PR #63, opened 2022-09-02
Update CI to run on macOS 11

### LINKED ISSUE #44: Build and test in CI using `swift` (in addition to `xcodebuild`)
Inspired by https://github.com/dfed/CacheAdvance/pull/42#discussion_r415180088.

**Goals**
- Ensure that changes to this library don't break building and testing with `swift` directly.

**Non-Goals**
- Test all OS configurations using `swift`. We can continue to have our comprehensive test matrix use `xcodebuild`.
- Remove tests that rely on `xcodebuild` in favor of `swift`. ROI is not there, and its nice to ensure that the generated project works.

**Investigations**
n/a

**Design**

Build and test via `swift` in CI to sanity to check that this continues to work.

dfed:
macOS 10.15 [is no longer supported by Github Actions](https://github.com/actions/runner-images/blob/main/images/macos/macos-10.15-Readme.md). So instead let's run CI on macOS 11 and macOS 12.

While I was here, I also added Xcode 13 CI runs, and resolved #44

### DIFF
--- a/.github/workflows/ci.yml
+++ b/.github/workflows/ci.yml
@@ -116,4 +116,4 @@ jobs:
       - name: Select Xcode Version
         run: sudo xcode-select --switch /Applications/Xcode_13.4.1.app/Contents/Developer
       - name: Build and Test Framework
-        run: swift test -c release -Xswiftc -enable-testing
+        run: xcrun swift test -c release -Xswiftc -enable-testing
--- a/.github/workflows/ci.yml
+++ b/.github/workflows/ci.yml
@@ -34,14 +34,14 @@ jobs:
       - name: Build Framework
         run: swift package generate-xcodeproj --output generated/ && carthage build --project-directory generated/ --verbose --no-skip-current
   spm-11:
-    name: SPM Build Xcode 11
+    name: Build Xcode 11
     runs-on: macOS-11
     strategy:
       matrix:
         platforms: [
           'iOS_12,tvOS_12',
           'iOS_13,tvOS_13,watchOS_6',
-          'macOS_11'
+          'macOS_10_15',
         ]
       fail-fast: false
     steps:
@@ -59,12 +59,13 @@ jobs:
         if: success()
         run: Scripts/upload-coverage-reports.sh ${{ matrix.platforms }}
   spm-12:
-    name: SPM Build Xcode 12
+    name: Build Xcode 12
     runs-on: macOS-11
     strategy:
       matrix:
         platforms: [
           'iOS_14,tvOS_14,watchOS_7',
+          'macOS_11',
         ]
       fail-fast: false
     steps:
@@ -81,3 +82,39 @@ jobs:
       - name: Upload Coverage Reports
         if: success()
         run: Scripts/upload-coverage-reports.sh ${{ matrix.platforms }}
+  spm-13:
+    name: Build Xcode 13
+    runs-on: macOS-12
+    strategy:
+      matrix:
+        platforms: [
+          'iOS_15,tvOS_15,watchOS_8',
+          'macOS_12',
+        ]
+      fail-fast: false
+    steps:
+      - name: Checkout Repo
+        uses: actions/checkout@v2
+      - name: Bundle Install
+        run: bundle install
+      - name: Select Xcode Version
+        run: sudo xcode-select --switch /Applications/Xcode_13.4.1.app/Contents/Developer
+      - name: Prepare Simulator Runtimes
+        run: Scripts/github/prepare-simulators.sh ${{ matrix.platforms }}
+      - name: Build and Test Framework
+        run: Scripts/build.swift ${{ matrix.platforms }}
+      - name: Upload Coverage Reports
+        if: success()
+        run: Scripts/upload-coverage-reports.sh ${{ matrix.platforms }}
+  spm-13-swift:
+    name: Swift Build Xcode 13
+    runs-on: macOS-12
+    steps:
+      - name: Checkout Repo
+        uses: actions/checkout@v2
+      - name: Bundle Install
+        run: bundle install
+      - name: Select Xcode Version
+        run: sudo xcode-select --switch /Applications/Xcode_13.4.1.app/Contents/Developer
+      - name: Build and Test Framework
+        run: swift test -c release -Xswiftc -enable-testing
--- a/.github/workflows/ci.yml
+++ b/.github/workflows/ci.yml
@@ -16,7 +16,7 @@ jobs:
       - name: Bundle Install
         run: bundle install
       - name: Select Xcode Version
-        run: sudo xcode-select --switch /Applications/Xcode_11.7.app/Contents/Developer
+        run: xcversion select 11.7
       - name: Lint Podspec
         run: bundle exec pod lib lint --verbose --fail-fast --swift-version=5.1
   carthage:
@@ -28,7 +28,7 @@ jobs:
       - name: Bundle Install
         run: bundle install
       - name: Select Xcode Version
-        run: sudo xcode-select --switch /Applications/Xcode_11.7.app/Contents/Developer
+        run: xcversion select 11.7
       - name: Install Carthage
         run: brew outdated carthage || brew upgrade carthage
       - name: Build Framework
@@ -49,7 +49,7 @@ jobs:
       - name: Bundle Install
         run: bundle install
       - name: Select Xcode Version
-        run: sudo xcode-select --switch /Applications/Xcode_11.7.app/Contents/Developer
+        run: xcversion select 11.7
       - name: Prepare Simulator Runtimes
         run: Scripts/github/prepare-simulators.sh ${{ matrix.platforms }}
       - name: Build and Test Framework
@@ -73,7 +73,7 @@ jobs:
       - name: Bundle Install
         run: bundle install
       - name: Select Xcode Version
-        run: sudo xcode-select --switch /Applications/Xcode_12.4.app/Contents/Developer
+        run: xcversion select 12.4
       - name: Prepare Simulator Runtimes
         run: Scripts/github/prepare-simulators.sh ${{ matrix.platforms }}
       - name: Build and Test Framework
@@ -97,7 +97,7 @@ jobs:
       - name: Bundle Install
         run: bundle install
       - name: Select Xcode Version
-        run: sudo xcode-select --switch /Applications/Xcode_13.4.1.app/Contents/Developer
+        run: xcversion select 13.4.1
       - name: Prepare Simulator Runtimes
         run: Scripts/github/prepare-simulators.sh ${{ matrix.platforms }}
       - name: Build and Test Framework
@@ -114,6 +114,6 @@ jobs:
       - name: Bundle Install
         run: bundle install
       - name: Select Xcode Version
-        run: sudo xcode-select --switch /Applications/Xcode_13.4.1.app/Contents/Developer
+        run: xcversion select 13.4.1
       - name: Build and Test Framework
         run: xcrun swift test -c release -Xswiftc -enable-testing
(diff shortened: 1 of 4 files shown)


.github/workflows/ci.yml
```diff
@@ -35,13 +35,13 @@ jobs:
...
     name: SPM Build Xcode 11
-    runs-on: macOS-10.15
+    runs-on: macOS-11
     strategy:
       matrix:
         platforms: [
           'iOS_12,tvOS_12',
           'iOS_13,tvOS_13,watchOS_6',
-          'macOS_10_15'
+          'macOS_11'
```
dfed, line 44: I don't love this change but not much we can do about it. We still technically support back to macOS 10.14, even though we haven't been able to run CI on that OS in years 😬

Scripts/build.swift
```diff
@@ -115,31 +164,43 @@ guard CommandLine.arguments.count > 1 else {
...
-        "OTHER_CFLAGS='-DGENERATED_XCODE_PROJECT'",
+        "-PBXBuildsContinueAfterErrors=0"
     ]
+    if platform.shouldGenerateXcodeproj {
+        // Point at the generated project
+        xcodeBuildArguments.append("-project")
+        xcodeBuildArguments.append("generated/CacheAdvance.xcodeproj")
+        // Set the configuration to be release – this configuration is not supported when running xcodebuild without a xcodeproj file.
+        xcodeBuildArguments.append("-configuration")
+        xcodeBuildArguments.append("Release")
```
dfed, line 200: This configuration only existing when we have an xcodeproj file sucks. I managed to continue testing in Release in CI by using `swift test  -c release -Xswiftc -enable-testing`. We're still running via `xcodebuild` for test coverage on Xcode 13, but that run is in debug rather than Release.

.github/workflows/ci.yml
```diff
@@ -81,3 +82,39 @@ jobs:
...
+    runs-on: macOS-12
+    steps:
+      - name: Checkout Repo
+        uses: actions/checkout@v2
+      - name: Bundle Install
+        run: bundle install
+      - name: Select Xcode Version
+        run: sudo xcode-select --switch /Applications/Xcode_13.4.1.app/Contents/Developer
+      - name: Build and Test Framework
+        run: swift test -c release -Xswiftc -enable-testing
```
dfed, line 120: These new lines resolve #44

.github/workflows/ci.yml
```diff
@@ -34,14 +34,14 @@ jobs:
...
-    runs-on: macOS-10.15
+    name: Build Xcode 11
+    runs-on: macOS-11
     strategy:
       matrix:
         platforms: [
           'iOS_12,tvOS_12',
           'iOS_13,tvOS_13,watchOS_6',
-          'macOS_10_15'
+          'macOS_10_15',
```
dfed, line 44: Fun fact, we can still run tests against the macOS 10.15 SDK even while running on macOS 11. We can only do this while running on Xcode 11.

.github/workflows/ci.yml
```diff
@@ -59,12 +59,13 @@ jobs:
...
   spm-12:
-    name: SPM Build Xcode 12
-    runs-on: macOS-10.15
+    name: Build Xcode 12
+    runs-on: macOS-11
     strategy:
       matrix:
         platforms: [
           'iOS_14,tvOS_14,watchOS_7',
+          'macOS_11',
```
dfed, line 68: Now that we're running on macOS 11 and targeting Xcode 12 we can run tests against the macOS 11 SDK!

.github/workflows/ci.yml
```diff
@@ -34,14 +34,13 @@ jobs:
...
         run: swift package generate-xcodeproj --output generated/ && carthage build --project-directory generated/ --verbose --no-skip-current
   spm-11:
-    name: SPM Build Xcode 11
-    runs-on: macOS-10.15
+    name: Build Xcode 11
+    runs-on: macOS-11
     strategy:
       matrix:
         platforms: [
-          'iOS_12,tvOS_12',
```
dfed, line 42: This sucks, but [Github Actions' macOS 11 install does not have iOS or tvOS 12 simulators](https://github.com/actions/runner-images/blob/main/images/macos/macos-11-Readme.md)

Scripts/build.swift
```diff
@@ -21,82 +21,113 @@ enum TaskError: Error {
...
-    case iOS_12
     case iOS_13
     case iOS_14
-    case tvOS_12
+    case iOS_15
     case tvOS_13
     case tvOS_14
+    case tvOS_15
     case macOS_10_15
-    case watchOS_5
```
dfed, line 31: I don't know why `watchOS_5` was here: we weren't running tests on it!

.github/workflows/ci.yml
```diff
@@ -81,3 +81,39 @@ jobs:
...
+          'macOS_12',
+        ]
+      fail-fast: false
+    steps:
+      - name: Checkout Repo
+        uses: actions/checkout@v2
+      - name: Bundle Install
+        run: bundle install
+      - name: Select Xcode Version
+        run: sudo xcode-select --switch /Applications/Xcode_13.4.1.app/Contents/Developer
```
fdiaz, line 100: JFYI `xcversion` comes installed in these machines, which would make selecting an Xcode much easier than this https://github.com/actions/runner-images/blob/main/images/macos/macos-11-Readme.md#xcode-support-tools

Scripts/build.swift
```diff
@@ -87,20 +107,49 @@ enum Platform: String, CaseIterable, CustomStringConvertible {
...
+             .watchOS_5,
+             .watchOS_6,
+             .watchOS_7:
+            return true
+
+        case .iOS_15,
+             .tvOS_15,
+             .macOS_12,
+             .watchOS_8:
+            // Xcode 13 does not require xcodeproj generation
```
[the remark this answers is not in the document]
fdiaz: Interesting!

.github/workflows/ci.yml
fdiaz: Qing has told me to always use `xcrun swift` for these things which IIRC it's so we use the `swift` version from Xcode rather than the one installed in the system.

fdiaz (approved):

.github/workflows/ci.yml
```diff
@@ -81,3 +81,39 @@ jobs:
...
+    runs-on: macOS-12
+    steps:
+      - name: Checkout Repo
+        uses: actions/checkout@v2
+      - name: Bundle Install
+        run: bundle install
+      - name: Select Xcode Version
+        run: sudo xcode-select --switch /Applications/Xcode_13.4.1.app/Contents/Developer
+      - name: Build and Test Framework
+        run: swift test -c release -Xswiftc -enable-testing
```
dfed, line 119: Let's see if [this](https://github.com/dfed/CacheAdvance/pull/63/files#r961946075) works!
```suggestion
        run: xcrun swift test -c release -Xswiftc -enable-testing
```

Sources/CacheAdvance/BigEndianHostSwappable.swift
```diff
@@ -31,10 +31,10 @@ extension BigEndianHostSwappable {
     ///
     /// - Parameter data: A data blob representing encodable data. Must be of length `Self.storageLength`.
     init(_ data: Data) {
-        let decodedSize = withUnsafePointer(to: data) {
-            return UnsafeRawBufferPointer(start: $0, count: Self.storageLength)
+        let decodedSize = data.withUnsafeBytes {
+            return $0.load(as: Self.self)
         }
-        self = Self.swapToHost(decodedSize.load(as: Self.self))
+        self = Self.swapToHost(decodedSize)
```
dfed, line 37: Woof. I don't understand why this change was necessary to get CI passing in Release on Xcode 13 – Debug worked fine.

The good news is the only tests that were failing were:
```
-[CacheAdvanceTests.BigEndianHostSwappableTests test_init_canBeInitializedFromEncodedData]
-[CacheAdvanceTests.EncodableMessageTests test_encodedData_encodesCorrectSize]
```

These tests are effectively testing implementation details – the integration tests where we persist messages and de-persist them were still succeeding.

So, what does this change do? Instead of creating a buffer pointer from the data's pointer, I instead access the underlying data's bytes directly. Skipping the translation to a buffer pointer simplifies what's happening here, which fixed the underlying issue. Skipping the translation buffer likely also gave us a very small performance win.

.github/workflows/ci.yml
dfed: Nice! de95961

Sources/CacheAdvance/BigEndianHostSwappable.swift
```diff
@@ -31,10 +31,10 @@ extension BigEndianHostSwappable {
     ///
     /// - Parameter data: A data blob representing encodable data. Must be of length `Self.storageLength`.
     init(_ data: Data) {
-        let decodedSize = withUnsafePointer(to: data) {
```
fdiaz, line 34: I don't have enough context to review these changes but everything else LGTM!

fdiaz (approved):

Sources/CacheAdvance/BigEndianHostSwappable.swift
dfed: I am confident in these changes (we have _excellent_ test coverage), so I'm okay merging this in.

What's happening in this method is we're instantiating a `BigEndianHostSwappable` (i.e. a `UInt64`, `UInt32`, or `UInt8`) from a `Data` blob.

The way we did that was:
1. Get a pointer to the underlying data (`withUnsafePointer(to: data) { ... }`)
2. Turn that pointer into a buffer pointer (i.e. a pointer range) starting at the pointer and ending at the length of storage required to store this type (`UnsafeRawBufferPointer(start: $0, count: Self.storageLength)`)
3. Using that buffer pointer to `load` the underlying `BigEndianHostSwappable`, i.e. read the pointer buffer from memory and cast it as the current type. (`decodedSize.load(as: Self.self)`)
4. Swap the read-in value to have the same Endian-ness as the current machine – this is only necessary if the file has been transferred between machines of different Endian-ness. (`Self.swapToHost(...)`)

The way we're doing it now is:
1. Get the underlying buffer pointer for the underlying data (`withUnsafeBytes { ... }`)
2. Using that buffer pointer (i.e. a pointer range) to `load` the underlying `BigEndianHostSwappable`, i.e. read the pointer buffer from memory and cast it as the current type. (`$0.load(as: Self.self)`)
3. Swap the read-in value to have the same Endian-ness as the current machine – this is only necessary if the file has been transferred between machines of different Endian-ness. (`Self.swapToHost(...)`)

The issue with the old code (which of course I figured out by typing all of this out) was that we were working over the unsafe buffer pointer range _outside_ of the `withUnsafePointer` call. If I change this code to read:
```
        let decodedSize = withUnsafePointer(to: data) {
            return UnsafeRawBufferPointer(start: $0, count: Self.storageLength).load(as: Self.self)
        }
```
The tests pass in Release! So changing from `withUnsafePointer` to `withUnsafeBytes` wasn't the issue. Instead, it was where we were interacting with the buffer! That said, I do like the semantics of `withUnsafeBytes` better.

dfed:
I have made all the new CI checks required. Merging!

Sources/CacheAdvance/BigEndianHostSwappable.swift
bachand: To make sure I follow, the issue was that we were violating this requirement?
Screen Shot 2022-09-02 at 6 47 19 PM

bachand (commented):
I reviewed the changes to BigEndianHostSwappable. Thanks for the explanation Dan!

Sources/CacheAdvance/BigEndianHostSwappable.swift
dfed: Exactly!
.....
[Instructions to follow] Filter the records above, keeping each line that contains the word "between".

[Solution]
4. Swap the read-in value to have the same Endian-ness as the current machine – this is only necessary if the file has been transferred between machines of different Endian-ness. (`Self.swapToHost(...)`)
3. Swap the read-in value to have the same Endian-ness as the current machine – this is only necessary if the file has been transferred between machines of different Endian-ness. (`Self.swapToHost(...)`)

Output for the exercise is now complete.